# Will they strike Iran



## Plainsman (Jul 30, 2003)

You could have knocked me over with a feather when I read that Saudi Arabia would stand down it's air defense to let Israel use it's air space to attack Iranian nuclear sites. Perhaps they know that like Iraq Iran may attack it's close neighbors first. This is something to watch very close. No doubt Obama will scold Saudi Arabia.

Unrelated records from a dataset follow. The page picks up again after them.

PR #1022, opened 2026-08-24
feat(workspace): more color tags, and reach the pane header and tabs

p-poppe:
### Summary

Two extensions to the #927 workspace color tag (a purely visual, optional accent), both requested by a user running a dozen-plus workspaces at once:

1. **More colors.** Eight ran out fast once real usage hit ~10+ concurrent workspaces — two unrelated workspaces would end up sharing a tag with no way to tell them apart by color alone.
2. **The tag was only reachable from the sidebar.** Once you're inside a multiview tile or looking at a pane's tab strip, there was no visual link back to which workspace you're in.

### Changes

- **`src/shared/workspaceColors.ts`** — extends `WORKSPACE_COLOR_IDS` from 8 to 15: adds `amber, lime, mint, cyan, indigo, magenta, rose`. Each new hue is WCAG-contrast-checked against both bundled theme extremes (`#11111b` / `#eff1f5`) the same way the original eight were, and kept at least 12° apart in hue from every other color (test-enforced, see below) so no two tags read as "the same color" at a glance. `amber` sits between yellow (45°) and lime (83°) rather than near orange, since orange/yellow are only 16° apart — not enough room for a third hue within 12° of both.
- **`src/renderer/components/Sidebar/WorkspaceItem.tsx`** — the color picker now wraps at 8 per row instead of one long row, so 15 colors + the "none" swatch (16 total) don't risk running off the sidebar's edge.
- **`src/renderer/components/Layout/WorkspaceViewport.tsx`** — a multiview tile's header (the workspace name shown above its panes when multiple workspaces are on screen at once) now shows a small dot in the workspace's tag color before the name. No-op when the workspace has no tag (the common case).
- **`src/renderer/components/Pane/SurfaceTabs.tsx`** — each pane tab's label now carries a thin colored underline in the workspace's tag color. This is independent of the two existing signals on the same strip — the pane-focus indicator (an inset shadow on the *whole* header row) and the active/inactive tab background swap — so the three never compete for the same pixels. No-op when the workspace has no tag.
- **`src/renderer/i18n/locales/en.ts`** — adds labels for the 7 new ids, following the existing pattern of English-only labels with automatic fallback for the other 21 locales (same as the original eight — none of them carry translated color names either).

### Screenshots

Not attached — happy to add if useful; the change is small enough (a dot, an underline, 7 new swatches) that it may be faster to eyeball on a checkout.

### Test plan

- `src/shared/__tests__/workspaceColors.test.ts` — existing tests are generic over `WORKSPACE_COLOR_IDS` and passed unchanged. Added two new tests: every pair of colors is ≥12° apart in hue (would have caught `amber` landing 9° from `orange` on the first attempt — see commit history), and every color clears the same contrast floor the original eight live in.
- `src/renderer/components/Pane/__tests__/SurfaceTabs.colorTag.test.tsx` (new) — no underline for an untagged workspace, correct color for a tagged one, and the underline follows a workspace prop update (the reactive path a real parent re-render would take).
- `src/renderer/components/Layout/__tests__/MultiviewWorkspaceSlot.colorTag.test.tsx` (new) — same untagged/tagged pair for the tile header dot. Exported `MultiviewWorkspaceSlot` (previously module-private) to make this reachable, mirroring how `WorkspaceSlot` is already exported for its own memo test.
- Full suite: 12347 passed, 17 failed — all in `src/main/ipc/handlers/__tests__/worktree.handler.test.ts` (git-worktree cleanup + one timeout), untouched by this change and already flagged as pre-existing Windows flakiness on other recent PRs in this batch.
- `tsc --noEmit` clean, ESLint clean on all changed files.

### CHANGELOG entry

Will add `changelog.d/<this-pr-number>.md` once the PR number is known (per the repo's no-conflict convention).

## Summary by CodeRabbit

* **New Features**
  * Added seven workspace color tags: Amber, Lime, Mint, Cyan, Indigo, Magenta, and Rose.
  * Color tags now appear as clear indicator dots in multiview tile headers and pane-tab labels.
  * Workspace color options are displayed across two rows for easier selection.
  * Untagged workspaces retain their existing appearance.

* **Bug Fixes**
  * Improved color distinction and contrast across workspace tags.


openwong2kim:
This PR grows the workspace color tag palette from 8 to 15 WCAG-checked hues and shows the tag in multiview tile headers and pane tab underlines. Purely visual and additive — untagged workspaces render unchanged and unknown ids are dropped at the save boundary — so risk is low. P3: polish on #927 with no functional surface touched.

openwong2kim (commented):
Functionally this checks out — hue spacing, `normalizeWorkspaceColor` bounds, and the stated contrast numbers all verify, and en-fallback for the new keys matches the existing i18n convention. Two visual-grammar issues worth fixing, neither structural:

**1. The tab underline collides with the focus-cue grammar**

The 2px tag-colored underline on `SurfaceTabs` has the same shape and position as the focused-pane cue (`inset 0 -2px 0 var(--accent-blue)`). With the blue/indigo/cyan tags, tabs in *unfocused* panes now wear something that reads as the steel-blue "where you are" signal — DESIGN.md reserves that underline grammar exclusively for focus. It also only spans the truncated label width on long titles, so the signal changes size per tab. Suggest using the same dot treatment as the tile header instead of an underline.

**2. The tag dot is invisible on the active multiview tile**

The active tile header is filled with `var(--accent-blue)`, and against that fill all 15 tag colors land at ~1.00–1.45 contrast (teal and green at exactly 1.00) — the dot vanishes precisely on the tile you're looking at. The new contrast test only covers the theme extremes, not this fill. A 1px `var(--bg-base)` ring on the dot (and a test case for the accent-blue background) covers it.

Minor, take or leave: the popover's fixed `w-[164px]` / 8-per-row layout is tuned to exactly 15+none — a max-width + flex-wrap would absorb the next color addition without re-tuning.

openwong2kim:
Went ahead and pushed the two visual fixes from the review directly (8b901bfc), since they were small and mechanical: the tab strip now carries the tag as a single dot at its start (the underline shape is reserved for the focus cue, and the tag is workspace-level anyway), and the tile-header dot got a 1px `--bg-base` ring so it stays legible on the active tile's accent-blue fill. Tests updated to pin both. Will merge once CI is green — thanks for the feature!

PR #525, opened 2019-05-22
Enable emscripten testsuite tests on windows

dschuff:


dschuff:
I'm sure this won't work, but running failing tests is better than not running any.

PR #534, opened 2019-05-30
Implement more of the WASI syscalls interface in wasi.js

sbc100:
We now have a lot more filesystem support as well as support
argv and environ.


sbc100:
Oh great!  I was going to say perhaps we could move this implementation somewhere more useful.  I looked for a JS WASI implementation but did find that one.

PR #539, opened 2019-06-12
Don't link libtinfo

kripken:
This may prevent nice colors in the output, but I didn't see that in my local testing (there's no error checking for those flags, though, so not sure I did it right).

Fixes https://github.com/emscripten-core/emsdk/issues/252

### DIFF
--- a/src/build.py
+++ b/src/build.py
@@ -807,6 +807,9 @@ def LLVM():
       '-DLLVM_ENABLE_ASSERTIONS=ON',
       '-DLLVM_TARGETS_TO_BUILD=X86;WebAssembly',
       '-DLLVM_ENABLE_PROJECTS=lld;clang',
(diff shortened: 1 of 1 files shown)


sbc100:
This seems like fixing one symtom, but the real problem is that we building against out system libraries on our build machine, which means we can end up requiring any libraries from that particular linux release.

At a minimum we should track the minimum requirements of the SDK binaries.   Ideally we'd build against a specific sysroot from a fixes linux version, but that might be overkill.

dschuff:
I do think building in a sysroot (e.g. the Chrome sysroot) does make sense, but it doesn't necessarily solve all the problems. For example at least one of the users' issues was that their version of libtinfo was too new (i.e. it didn't have backwards compatibility like libc does). So statically linking some of the libraries could still help independently of building in a sysroot.

PR #542, opened 2019-06-20
Start to package emscripten libraries in the zips

kripken:
This seems to work locally, but not sure it will work on the bots.

So far just libc, to start with.

See emscripten-core/emscripten#8795 for background discussion


kripken:
The emsdk side is a little nontrivial, yeah. In part due to how caching etc. works there. I have some ideas, I'll start to experiment once this part works ok.

PR #543, opened 2019-06-25
Package generated_struct_info.json and optimizer.2.exe

kripken:
The first experiment of packaging `libc` appears to have worked - I verified emscripten github CI no longer builds libc.a, and tests look good there. Adding two more important files here,

 * generated_struct_info.json is generated in a boostrapping operation that is confusing to debug if the user has a broken setup.
 * optimizer.2.exe takes a while to build and also requires a local compiler environment for native executables.

### DIFF
--- a/src/build.py
+++ b/src/build.py
@@ -1015,11 +1015,18 @@ def Emscripten():
     with open(outfile, 'w') as config:
       config.write(text)
 
+  # We don't bundle every single file in the cache, since there are a lot and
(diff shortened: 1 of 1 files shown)


kripken:
Yes, I believe we have a separate dir for each kind - we package the `wasm-obj` and `asmjs` kinds (default, so most commonly used probably).

Waiting a bit before landing this, to see no surprise problems show up on CI.

kripken:
A few more builds passed by, all seem good. Landing...

PR #544, opened 2019-06-25
Build asm.js optimizer in release mode

kripken:
I verified that at least locally for me, without this that executable is built with no optimizations.


dschuff:
wow I wonder how much build-time performance we were leaving on the table over this.

PR #545, opened 2019-06-25
Fix packaging of the asm.js optimizer

kripken:
The asm.js optimizer is built in a special way on the bots, it turns out, and so copying it is special as well (apparently from the comment, building it normally doesn't work... and indeed when I tried to do so it failed).

### DIFF
--- a/src/build.py
+++ b/src/build.py
@@ -1078,12 +1078,6 @@ def Emscripten():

> Saudi Arabia has conducted tests to stand down its air defences to enable Israeli jets to make a bombing raid on Iran's nuclear facilities, The Times can reveal.
> 
> In the week that the UN Security Council imposed a new round of sanctions on Tehran, defence sources in the Gulf say that Riyadh has agreed to allow Israel to use a narrow corridor of its airspace in the north of the country to shorten the distance for a bombing run on Iran.


----------



## jhegg (May 29, 2004)

Plainsman,
I think the Arabs are more worried about Iran than we are.
Jim


----------



## hunter9494 (Jan 21, 2007)

let's see the Muslim Obummer spin this one!,,,,,,,,,,remember, he said himself, when things get tough, he will stand by the Muslims........imagine a jihadist as our Prez! uke:


----------



## Plainsman (Jul 30, 2003)

jhegg said:


> Plainsman,
> I think the Arabs are more worried about Iran than we are.
> Jim


Ya, we remember who Hussein hit first. Saddam Hussein, not Obama Hussein.


----------



## TK33 (Aug 12, 2008)

The whole region (except Syria) is afraid of Iran. How do you think Yemen and Abu Dhabi feel about Iran?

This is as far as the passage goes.